It's a native desktop client for Skype, Slack, Facebook, WhatsApp and many others. It's only 4 MB, it has minimal CPU usage, and it can handle hundreds of thousands of messages without lag.
Facebook support is coming tomorrow, WhatsApp is going to be supported next week.
Interesting find. It opens an embedded browser window to OAth with Slack, but after that closes nothing happens to the main window (i.e. the account never gets added).
Incredible how it has a seemingly from-scratch cross-platform UI without framework bloat; but it doesn't seem to work...
It should work. Right now there can be a ~10 second delay for very large Slack teams.
If you still get nothing after 10 seconds, could you please submit a bug report via the built-in '?' form?
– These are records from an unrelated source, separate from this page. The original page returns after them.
PR #1697, opened 2021-01-07
Fix to throw an exception for unique index without any properties on 3.x

### LINKED ISSUE #1581: Mapping with empty UniqueIndex() results in invalid DDL
Given a MartenRegistry:

```csharp
public class XRegistry : MartenRegistry
    {
      public XRegistry()
      {
        For<X>()
          .UniqueIndex();
      }
    }
```
UniqueIndex does not specify an expression. 

This creates the DDL

```sql
CREATE UNIQUE INDEX mt_doc_x_uidx_ ON public.mt_doc_x ();
```
The unique index would be created, but as no columns are specified it fails.

It would be nice to have an exception if you call `.UniqueIndex()` without providing any expressions.

mysticmind:
Fix to throw an exception for unique index without any properties
fixes #1581


oskardudycz (approved):
Looks good 👍

PR #1706, opened 2021-01-14
Fix issue 1703: symmetric equality

mkooiman:
This PR fixes:
https://github.com/JasperFx/marten/issues/1703

Also includes several tests to test for this issue

PR #1709, opened 2021-01-20
Bugfix/symmetric equality (for objects)

### LINKED ISSUE #1703: String equals in LINQ expression is not symmetric
In Marten linq Queries, it seems that queries are not always symmetric, 
if I query with:
`.Where( x => x.String.Equals("someString")`
I get the expected result, rewriting the query to:
`.Where( x => "someString".Equals(x.String)`
Results in a Marten.Exceptions.BadLinqExpressionException

When expanding the query to ignore casing:
`.Where( x => "someString".Equals(x.String, StringComparison.InvariantCultureIgnoreCase)`
This results in the query being executed but the result always being empty.

The cause seems to be the assumption that the expression is always in the format `<target.Member>.Equals(<constant>)`, in the case of the string comparison with casing ignored, the argument `InvariantCultureIgnoreCase` is assumed to be the constant to compare the member value to. 

using the equals operator ( == ) results in a query that is symmetric:
`.Where( x => x == "someString")`
executes the same as
`.Where( x => "someString" == x.String)`

The reason this came up is that my member variable is nullable, using the `<target.Member>.Equals` construction causes the nullable warning, I assumed checking for null to remove the warning would affect the resulting sql query with an explicit null check which would be redundant, using the failing construction `"".Equals(x.s)` causes no warnings, doesn't require me to disable the warning and doesn't require the explicit null check. 

I've created a test case & a solution on my own fork, it can be found here:
https://github.com/JasperFx/marten/compare/master...mkooiman:bugfix/symmetric-equality

This issue affects both 3.13.3 and the current master branch.

mkooiman:
Fixes #1703, but for objects

As noted by @jeremydmiller, the previous fix (#1706) only  applied to strings. This change adds the same fix to the generic Equals method of System.Object. 
I've also moved the test class to better fit the naming scheme.

If there are other places where this issue occurs, I'd be happy to take a look.

### DIFF
--- a/src/Marten.Testing/Bugs/Bug_1703_Equality_Not_Symmetric.cs
+++ b/src/Marten.Testing/Bugs/Bug_1703_Equality_Not_Symmetric.cs
@@ -8,14 +8,14 @@ using Xunit;
 
 namespace Marten.Testing.Bugs
 {
-    public sealed class equality_not_symmetric: IntegrationContext
+    public sealed class Bug_1703_Equality_Not_Symmetric: IntegrationContext
     {
-        public equality_not_symmetric(DefaultStoreFixture fixture) : base(fixture)
+        public Bug_1703_Equality_Not_Symmetric(DefaultStoreFixture fixture) : base(fixture)
         {
         }
         
         [Fact]
-        public void equality_equals_operator_should_be_symmetric()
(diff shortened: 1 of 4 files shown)


mysticmind (approved):
Looks good to me 👍

oskardudycz (approved):

PR #1712, opened 2021-01-22
First round of the V4 Async Daemon

jeremydmiller:
It's not all the way back to 100% of what the current async daemon is, but the foundation is in place and I'd like this pulled in soon so we can knock down some issues.

What is working:

* The new `EventProjection` can run in the new async daemon
* The new `ViewProjection` and new `AggregateProjection` both work in the async daemon. Little different set of optimizations compared to more, "inline" projection types
* `ProjectionAgent` is the new equivalent to the old `ProjectionTrack`. What was `Fetcher` is really combined into `ProjectionAgent`, and it's more "pull-based" to keep enough events queued up to keep the real projection humming along
* Isn't tested yet, but the new async daemon can handle multi-tenanted events and documents
* The new daemon uses the now standard .Net `ILogger` abstraction
* Closes 3-4 issues along the way


src/Marten/Events/Daemon/ProjectionAgent.cs
```diff
@@ -0,0 +1,191 @@
...
+            _hopper = _projectionShard.Start(this, _logger, _cancellationSource.Token);
+            _loader.LinkTo(_hopper);
+
+            var lastCommitted = await _store.Events.ProjectionProgressFor(_projectionShard.ProjectionOrShardName);
+
+            _commandBlock.Post(Command.Started(tracker.HighWaterMark, lastCommitted));
+
+            _subscription = _tracker.Subscribe(this);
+
+            _logger.LogInformation($"Projection agent for '{_projectionShard.ProjectionOrShardName}' has started from sequence {lastCommitted} and a high water mark of {tracker.HighWaterMark}");
```
Hawxy, line 122: I'd be much appreciated if you used the structured logging overloads for the `ILogger` integration. It's useful for those of us using structured sinks and log aggregation platforms like Sumologic.

```suggestion
            _logger.LogInformation("Projection agent for '{ProjectionOrShardName}' has started from sequence {lastCommitted} and a high water mark of {HighWaterMark}", _projectionShard.ProjectionOrShardName, lastCommitted, tracker.HighWaterMark);
```

jeremydmiller: @Hawxy I think that's a great idea, and had thought vaguely about that. Any chance you'd be interested in taking that on?

Hawxy: Sure 👍

src/Marten/Events/Daemon/HighWater/HighWaterDetector.cs
```diff
@@ -0,0 +1,169 @@
...
+        private readonly NpgsqlCommand _updateStatus;
+        private readonly NpgsqlParameter _newSeq;
+        private readonly NpgsqlCommand _findSafeSequence;
+        private readonly NpgsqlParameter _safeTimestamp;
+
+        public HighWaterDetector(ITenant tenant, EventGraph graph)
+        {
+            _tenant = tenant;
+
+            _findSafeSequence = new NpgsqlCommand($@"select min(seq_id) from {graph.DatabaseSchemaName}.mt_events where mt_events.timestamp >= :timestamp");
```
oskardudycz, line 26: We should consider inedxing strategy for those columns (at least as opt-in). For huge number of events those queries may take some time. On the other hand indexes will slow down appending...

oskardudycz: Also I'm not sure (yet) about all the assumptions (as I didn't go through all of he changes), but we might think about introducing some numeric offset commit instead of using the timestamp. Timestamp for multinode environments might be hit with time skew issues between nodes.

src/Marten/Events/Daemon/HighWater/HighWaterDetector.cs
```diff
@@ -0,0 +1,169 @@
...
+            IManagedConnection conn)
+        {
+            // If the last high water mark is the same as the highest number
+            // assigned from the sequence, then the high water mark cannot
+            // have changed
+            if (statistics.LastMark == statistics.HighestSequence)
+            {
+                statistics.CurrentMark = statistics.LastMark;
+            }
+            else if (statistics.HighestSequence == 0)
```
oskardudycz, line 99: @jeremydmiller is this case when projection was resetted and is being rebuilt from scratch?

src/Marten/Events/Daemon/HighWater/HighWaterAgent.cs
```diff
@@ -0,0 +1,144 @@
...
+                    case HighWaterStatus.Changed:
+                        await markProgress(statistics, _settings.FastPollingTime);
+                        break;
+
+                    case HighWaterStatus.CaughtUp:
+                        await markProgress(statistics, _settings.SlowPollingTime);
+                        break;
+
+                    case HighWaterStatus.Stale:
+                        var safeHarborTime = _current.Timestamp.Add(_settings.LeadingEdgeBuffer);
```
oskardudycz, line 90: Same consideration as above about the timestamp vs numeric offset and time skew as above https://github.com/JasperFx/marten/pull/1712#discussion_r563291852.

src/Marten/Events/Daemon/HighWater/HighWaterDetector.cs
```diff
@@ -0,0 +1,169 @@
...
+
+            var statistics = await loadCurrentStatistics(conn, token);
+
+
+            await calculateHighWaterMark(token, statistics, conn);
+
+            return statistics;
+        }
+
+        private async Task calculateHighWaterMark(CancellationToken token, HighWaterStatistics statistics,
```
oskardudycz, line 89: Suggestion. I think that it would be good to keep those calculations in the HighWaterStatistics class nad make setters for those properties private. It would be easier to track what's changed where in the future.

src/Marten/Events/Daemon/HighWater/HighWaterStatistics.cs
```diff
@@ -0,0 +1,34 @@
...
+        public long HighestSequence { get; set; }
+        public long CurrentMark { get; set; }
+        public bool HasChanged => CurrentMark > LastMark;
+        public DateTimeOffset? LastUpdated { get; set; }
+        public long SafeStartMark { get; set; }
+        public DateTimeOffset Timestamp { get; set; }
+
+        public HighWaterStatus InterpretStatus(HighWaterStatistics previous)
+        {
+            if (HighestSequence == 1 && CurrentMark == 0) return HighWaterStatus.CaughtUp;
```
oskardudycz, line 17: **QUESTION**: @jeremydmiller is it because HighestSequence numbered from 1 in database?

jeremydmiller: Yep. Confused me a little bit to be honest, but Postgresql sequences start w/ 1 by default. So the initial state is "HighestSequence = 1", which is really the current value of the postgres sequence.

src/Marten/Events/Daemon/HighWater/HighWaterDetector.cs
jeremydmiller: The timestamp is assigned by the database, and the only possible usage of it is in this one case to detect stale, missing values in the sequence. We don't key off that otherwise.

And yes to the indexing. Another option is to shard the table by sequence range. I don't see how a materialized view would help with the frequency that this would be getting hit.

src/Marten/Events/Daemon/HighWater/HighWaterDetector.cs
jeremydmiller: It's there because it came up in the tests. The only thing that can possibly be is if the system is in its initial state

src/Marten/Events/Daemon/HighWater/HighWaterAgent.cs
jeremydmiller: Same comment. This is to slide around "stale missing sequence" values. We're not using this in any way where we need precision. The "safe harbor" time would be something like "just assume anything older than 5 seconds is good". Easier to talk about this in Zoom.

When the HighWaterDetector "finds" the statistics, it starts looking from the last previously known sequence. Keep that in mind here.

So the case here is:

1. fetch the statistics once, the last good number is 1000, but the sequence is at 1300.
2. fetch the statistics again on the regular polling interval, the last good number is 1000, but the sequence has advanced to 1500. We can tell that there's stale data where transactions are either being *really slow finishing up, but have already reserved the sequence numbers. The current async daemon *sucks* because you always have to be very careful about whether or not missing sequence numbers are real and just in flight, or the result of a failure. The new tombstone event thing *should* make that problem mostly go away, but only mostly. So at some point we have to assume that it's safe to pick at any events older than the "safe harbor time". 
3. wait a calculated moment, and look for the highest sequence number that w/o gaps higher than the "safe harbor" timestamp

At no time are we using that timestamp as the determination for what evens have been published or not, except for the stale sequence gap issue. Which shouldn't happen unless you get funky database connectivity issues. And even there, you're not needing a lot of precision in the timestamp values, so I'm not concerned with the node drift issue.

src/Marten/Events/Daemon/HighWater/HighWaterDetector.cs
jeremydmiller: I completely understand why you're saying that, but I think that's just some extra complexity that would never pay off.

If it's a public team, please include the URL.
I am having the same issue. Once I log in to Slack nothing happens in the main window. My team is very small. I submitted a bug report as advised. Thanks for the nice work!
This looks like it could be really awesome. A feature request if you don't mind: it'd be fantastic if you could allow users to export their previous conversations somewhere. Bonus points if it can be done automatically (real-time and/or on a backup schedule).
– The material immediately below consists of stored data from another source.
PR #1743, opened 2021-02-19
Hook up projection daemon in marten extensions

Hawxy:
This was missing and causing any daemon setting to throw on application startup when the hosted service attempted to resolve.

Due to the constructor on the projection daemon, building the instance via the store appears to be the simplest option.


jeremydmiller:
@Hawxy Why was this necessary? We had tests on registering the async daemon hosted service before. What were you seeing as far as an exception?

Hawxy:
The `AsyncProjectionHostedService` takes `IProjectionDaemon` in the constructor, so it just instantly throws on startup as no `IProjectionDaemon` is registered.

The tests checked registration, not that the hosted service was able to be resolved.

PR #1747, opened 2021-03-04
Update loading document documentation with possible null return value…

jedidja:
… and async sample.


mysticmind (approved):
@jedidja Thanks for the PR, looks good to me 👍

Issue #1659, opened 2020-12-10
Allow all projection types to accept abstract classes or interfaces for the event type


jeremydmiller:
This was a frequent request, but I'm kicking it out to its own issue so it doesn't get lost and I don't have to worry about it right now.

Some thoughts:

* Probably need to mark `Event<T>` as co/contra variant
* Messes with the async daemon's ability to filter event fetching by the expected type
* Complicates the code generation in the new async & view projections
* Worry about do you apply both the handler for a specific event type and a superclass event type if both exist

PR #1749, opened 2021-03-06
Added `new T Data` to IEvent<T> and removed GetData to simplify the end usage and make it backward compatible

oskardudycz:


src/Marten.AsyncDaemon.Testing/event_projections_end_to_end.cs
```diff
@@ -171,7 +171,7 @@ public override void Apply(IDocumentOperations operations, IReadOnlyList<StreamA
                 switch (@event.Data)
                 {
                     case IEvent<Travel> e:
-                        var travel = e.GetData();
```
jeremydmiller, line 174: You have to use the method for co/contravariance on the event wrappers. You can't make this change, or it'll break other functionality.

jeremydmiller:
Yeah, you can't do this without breaking the co/contra variance on `IEvent<T>`. It's not as simple as just reverting back to the property unless we want to redo the functionality from https://github.com/JasperFx/marten/issues/1659

src/Marten/Events/Event.cs
```diff
@@ -72,7 +72,7 @@ public interface IEvent
 
     public interface IEvent<out T> : IEvent
     {
-        T GetData();
+        new T Data { get; }
```
jeremydmiller, line 75: Does this actually work? If the test class `using_non_concrete_types_in_projections` is actually passing, I'm perfectly good with this PR.

jeremydmiller:
@oskardudycz I feel dumb now. Sorry for the friction this caused.

PR #1769, opened 2021-03-13
Nullability - Public surface

Hawxy:
This first PR mostly targets DocumentSession + Queryable extensions, as well as few spots that were simple to annotate. If the Marten maintainers are fine with this direction I'll continue into further areas. It might be valuable to consider any additional generic constraints that could be added as part of this work.

Some example projects have had NRTs enabled in order to serve as a test bed when required.

The build will fail for the 3.1 tests until the pipeline is updated to build with the .NET 5 SDK, as unconstrained nullable generics from C# 9 are required.

### DIFF
--- a/src/Marten/IQuerySession.cs
+++ b/src/Marten/IQuerySession.cs
@@ -8,7 +8,7 @@ using Marten.Services.BatchQuerying;
 using Marten.Storage;
 using Marten.Storage.Metadata;
 using Npgsql;
-
+#nullable enable
 namespace Marten
 {
     public interface IQuerySession: IDisposable, IAsyncDisposable
@@ -19,7 +19,7 @@ namespace Marten
         /// <typeparam name="T"></typeparam>
         /// <param name="id"></param>
         /// <returns></returns>
-        T Load<T>(string id);
+        T? Load<T>(string id);
 
         /// <summary>
         /// Asynchronously find or load a single document of type T by a string id
@@ -28,7 +28,7 @@ namespace Marten
         /// <param name="id"></param>
         /// <param name="token"></param>
         /// <returns></returns>
-        Task<T> LoadAsync<T>(string id, CancellationToken token = default(CancellationToken));
+        Task<T?> LoadAsync<T>(string id, CancellationToken token = default);
 
         /// <summary>
         /// Load or find a single document of type T with either a numeric or Guid id
@@ -36,7 +36,7 @@ namespace Marten
         /// <typeparam name="T"></typeparam>
         /// <param name="id"></param>
         /// <returns></returns>
-        T Load<T>(int id);
+        T? Load<T>(int id);
 
         /// <summary>
         /// Load or find a single document of type T with either a numeric or Guid id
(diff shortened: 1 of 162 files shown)


src/Marten/IQuerySession.cs
```diff
@@ -8,7 +8,7 @@
 using Marten.Storage;
 using Marten.Storage.Metadata;
 using Npgsql;
-
+#nullable enable
 namespace Marten
 {
     public interface IQuerySession: IDisposable, IAsyncDisposable
```
Hawxy, line 14: Can all generics on this interface be constrained to `class`?

oskardudycz (commented):
@Hawxy I'm a fan of the Nullable Reference Types. My only concern is that I'm afraid that eventually, we'll need to support all those weird attributes like NullableIfNullable, etc, which might be a maintenance nightmare.

However, the best would be to introduce such changes in the major version, so probably that's the right time. From my side, I'm fine with continuing working on that, but I'd like to see @jeremydmiller and @mysticmind opinion.

Regarding the PR, I'll need to go through that and check case by case. I'm wondering about checking that with tool like NDepend.
However,

Hawxy:
> My only concern is that I'm afraid that eventually, we'll need to support all those weird attributes like NullableIfNullable, etc, which might be a maintenance nightmare.

I'm yet to come across a class within the Marten codebase that has a complex enough null relationship to warrant usage of the attributes (ie lazy initialization or complexity within getters/setters), so I don't really expect much use of them. Even if they are used, they're set and forget until you need to refactor that particular bit of code. 

> I'm wondering about checking that with tool like NDepend.

I'm unsure if there's much value there. Most of this nullability work will be in areas of the codebase that have root nullability (where the code branches out from a nullable context and generates a warning), or is already documented as returning null (ie `Load<T>`, `SingleOrDefault`) so the risk of an annotation being incorrect is relatively low.

jeremydmiller:
@Hawxy I say "full speed ahead", but I'd ask you to focus on public APIs first.

Hawxy:
This _should_ be ready to review, I believe I've covered the vast majority of the public API. 

I may require a hand from @mysticmind to update the 3.1 build pipeline to build with the 5.0 SDK whilst still testing with the 3.1 runtime.

mysticmind:
@Hawxy I will have a look at the build pipeline related changes today and keep you posted.

mysticmind:
@Hawxy I have fixed the 3.1 target builds. You can have a look at the current builds in progress.

Hawxy:
Perfect, thanks!

jeremydmiller (approved):
My vote is to get this in as soon as everyone else is comfortable with it just because of the high potential for merge conflicts.

mysticmind (approved):
LGTM. Great work @Hawxy.

Quick observation, I see few warnings as below:
`src/Marten/Util/TypeMappings.cs` - Possible null reference argument for parameter 'value' in 'ImHashMap<Type, string> ImHashMap<Type, string>.AddOrUpdate(Type key, string value)

`src/Marten/Events/CodeGeneration/MethodCollection.cs` - The annotation for nullable reference types should only be used in code within a '#nullable' annotations context.

I think overall new contributors may have issues handling nullable annotations unless they have a good grasp around all these new nullable related things.

I am going ahead and merging this PR.

PR #1777, opened 2021-03-23
Async daemon error handling improvements

jeremydmiller:


jeremydmiller:
This is the poison pill event detection. And a lot of preparatory work just to get there.

PR #1785, opened 2021-03-29
Added sample showing multiple streams projections.

oskardudycz:
@DariuszFirek, could you confirm that it covers your cases?


DariuszFirek:
Yes, that's something very similar to things I'm working on. 
But as far I saw, in marten v4 we don't have ProjectEvent(IList<Guid>, Apply), there are only ProjectEvent selecting single projection item's id.

PR #1815, opened 2021-05-11
Fix local docs serve

Hawxy:
The latest version of Vite released a few hours ago has a breaking change in its file serving due to a security issue, thereby breaking Vitepress.


mysticmind:
Thanks @Hawxy, I did see this thread regarding Vite.

Issue #1821, opened 2021-05-17
Schema validation fails always if document has indexes or foreign keys


VilleHakli:
In Marten v4 alpha 11 there seems to be a bug which causes `documentStore.Schema.AssertDatabaseMatchesConfiguration()` to fail if document has either index or foreign key defined.

Test case to reproduce the issue:
```csharp
using System;
using System.Threading.Tasks;

using Bug1821;

using Marten.Testing.Harness;

using Weasel.Postgresql;

using Xunit;

namespace Marten.Testing.Bugs
{
    public class Bug_1821_schema_validation_fails_if_document_has_indexes_or_foreign_keys: BugIntegrationContext
    {
        [Fact]
        public async Task schema_validation_should_succeed_when_document_has_index()
        {
            using var documentStore = SeparateStore(x =>
            {
                x.AutoCreateSchemaObjects = AutoCreate.All;
                x.Schema.For<TestDocument>()
                    .Index(y => y.Name);
            });

            await documentStore.Advanced.Clean.CompletelyRemoveAllAsync();
            await documentStore.Schema.ApplyAllConfiguredChangesToDatabase(AutoCreate.All);

            await documentStore.Schema.AssertDatabaseMatchesConfiguration();
        }

        [Fact]
        public async Task schema_validation_should_succeed_when_document_has_foreign_key()
        {
            using var documentStore = SeparateStore(x =>
            {
                x.AutoCreateSchemaObjects = AutoCreate.All;
                x.Schema.For<TestDocument>()
                    .ForeignKey<TestDocument>(y => y.ParentId);
            });

            await documentStore.Advanced.Clean.CompletelyRemoveAllAsync();
            await documentStore.Schema.ApplyAllConfiguredChangesToDatabase(AutoCreate.All);

            await documentStore.Schema.AssertDatabaseMatchesConfiguration();
        }
    }
}

namespace Bug1821
{
    public class TestDocument
    {
        public Guid Id { get; set; }
        public string Name { get; set; }

        public Guid? ParentId { get; set; }
    }
}
```

jeremydmiller:
Sigh. There's a **lot** of tests on the new schema management code already, and it's not that different. I'll check this out today.

jeremydmiller:
@VilleHakli What version of Postgresql are you using btw? It might be vulnerable on that axis.

VilleHakli:
[...]

PR #1831, opened 2021-05-23
Fix for GH-1821

VilleHakli:
This is second part of fixes for GH-1821. Most of the fixes required was in Weasel and the added tests will not pass until Marten uses Weasel with fixes done in JasperFx/weasel#26.


VilleHakli:
These changes were committed in a6baecbf4744fe1dadfc628396a4ec1a42029b61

Wow, that's something I've been looking for for years, especially including xmpp.
Are you the author? It's hard to trust company logins to a binary blob, coming from a page with no information at all (no about/contact, empty github profile). Looks very fishy at the moment.
Last time I tried Eul it was very rough around the edges, and the fact it’s not using system controls for things like text entry means it’s probably going to take quite a while before it’s mature enough for regular use.
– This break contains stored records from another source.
PR #628, opened 2020-09-13
VB -> C#: Add brackets for null coalesce operator when needed

### LINKED ISSUE #626: VB -> C#: Null coalesce missing brackets
### Input code
```vbnet
Public Class VisualBasicClass
   Public Sub New()
       Dim y As String = If(("xxx")?.InnerText, String.Empty).ToUpper()
   End Sub
End Class
```

### Erroneous output
```C#
using System;

public partial class VisualBasicClass
{
    public VisualBasicClass()
    {
        string y = "xxx"?.InnerText ?? string.Empty.ToUpper();
    }
}
```

### Expected output
```C#
using System;

public partial class VisualBasicClass
{
    public VisualBasicClass()
    {
        string y = ("xxx"?.InnerText ?? string.Empty).ToUpper();
    }
}
```

### Details
* Because the parentheses are missing in the Erroneous output the value of .InnerText is not uppercased. But left in lowercase.
* Current online code converter at https://codeconverter.icsharpcode.net/ can be used to reproduce this issue.

SuperRembo:
Fixes #626 

### Problem
In some cases the null coalesce operator is missing parenthesis, resulting in incorrect output.

### Solution
* The same mechanism is used as already exists for the ternary operator
* Covered by test `NullCoalescingOperatorUsesParenthesisWhenNeededAsync`

### DIFF
--- a/CodeConverter/CSharp/ExpressionNodeVisitor.cs
+++ b/CodeConverter/CSharp/ExpressionNodeVisitor.cs
@@ -611,11 +611,16 @@ namespace ICSharpCode.CodeConverter.CSharp
 
         public override async Task<CSharpSyntaxNode> VisitBinaryConditionalExpression(VBasic.Syntax.BinaryConditionalExpressionSyntax node)
         {
-            return SyntaxFactory.BinaryExpression(
+            var expr = SyntaxFactory.BinaryExpression(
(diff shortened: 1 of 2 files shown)


GrahamTheCoder:
Looks great, thanks!

PR #646, opened 2020-10-06
Service Worker from latest CRA

Saibamen:
`serviceWorker` from latest Create React App

Plus add new ignores to `.gitignore` (also from latest CRA)

### DIFF
--- a/Web/ClientApp/.gitignore
+++ b/Web/ClientApp/.gitignore
@@ -1,7 +1,9 @@
-# See https://help.github.com/ignore-files/ for more about ignoring files.
+# See https://help.github.com/articles/ignoring-files/ for more about ignoring files.
 
 # dependencies
 /node_modules
+/.pnp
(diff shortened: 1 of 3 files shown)


GrahamTheCoder:
Hi, thanks for the PR. I don't think this is the recommended way to update, I think it should usually be e.g.
`npm install --save --save-exact react-scripts@3.4.3`
See https://github.com/facebook/create-react-app/blob/master/CHANGELOG.md

I don't think the service worker is used right now, so we should probably remove it. We don't really need the gitignore updates, might be worth consolidating with the main git ignore since only a couple of its entries are probably needed at all (other than node_modules)

GrahamTheCoder:
Thanks for the thought here. I'm going to close this and revisit the whole area of the service worker (and whether/how to best use it) at a later date since we'll need to figure out expectations and test cases

PR #656, opened 2020-10-14
Fix: Crash if relative path supplied to command line

leezer3:
### Problem
The command line converter only currently takes absolute paths, and crashes if a relative path is supplied.

### Solution
Check if the path is rooted & that the file does not exist.
If so, try combining with the current directory.

### DIFF
--- a/CommandLine/CodeConv.Shared/CodeConvProgram.cs
+++ b/CommandLine/CodeConv.Shared/CodeConvProgram.cs
@@ -120,13 +120,17 @@ Remarks:
 
         private async Task ConvertAsync(IProgress<ConversionProgress> progress, CancellationToken cancellationToken)
         {
+            string finalSolutionPath = SolutionPath;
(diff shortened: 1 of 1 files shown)


GrahamTheCoder:
Sounds like a very sensible pr, thanks! I'll try to get it tested and merged this weekend. I just want to check whether there is any validation built into the command line library being used that will either help or hinder here

GrahamTheCoder:
I've checked the FileExists attribute, which does something similar internally. Looks good to me, thanks a lot for the PR!

GrahamTheCoder:
I removed the extra exists check after merge, let me know if there was a specific case where you'd seen it was required

leezer3:
Not directly no, & it's likely good enough.

It was more of a belt + braces approach; Mono and stuff in the $PATH can sometimes give odd results.

(Quite how well this runs on Mono I haven't tested)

It's a lot more stable now. Controls are closer to system controls, although it's not ideal of course. It's going to be out of beta next month, so it won't take too long.
To be honest, hope you don't mind the criticism, but I think using custom controls was the wrong choice.
I dislike Slack/etc because they are non-native which means they are slow, and behave incorrectly. Eul will address the speed, but without the native controls it's unlikely to behave correctly.
Behaviour I'd be looking for to match system controls: text field editing, including shortcut keys, accessibility of controls using system accessibility attributes (which can be used for screenreaders, productivity apps and OS scripting), pervasive drag and drop support, proxy icons, copy/paste (with rich-text formatting where necessary).
There's a lot to do, much of which comes "for free" or at least "discounted" when using system controls. I really hope you prove me wrong and I wish you all the best with this. I may well end up using Eul anyway because of the speed, but I thought I'd try and provide my motivation for why using system controls is such a key part of my dislike for Electron apps.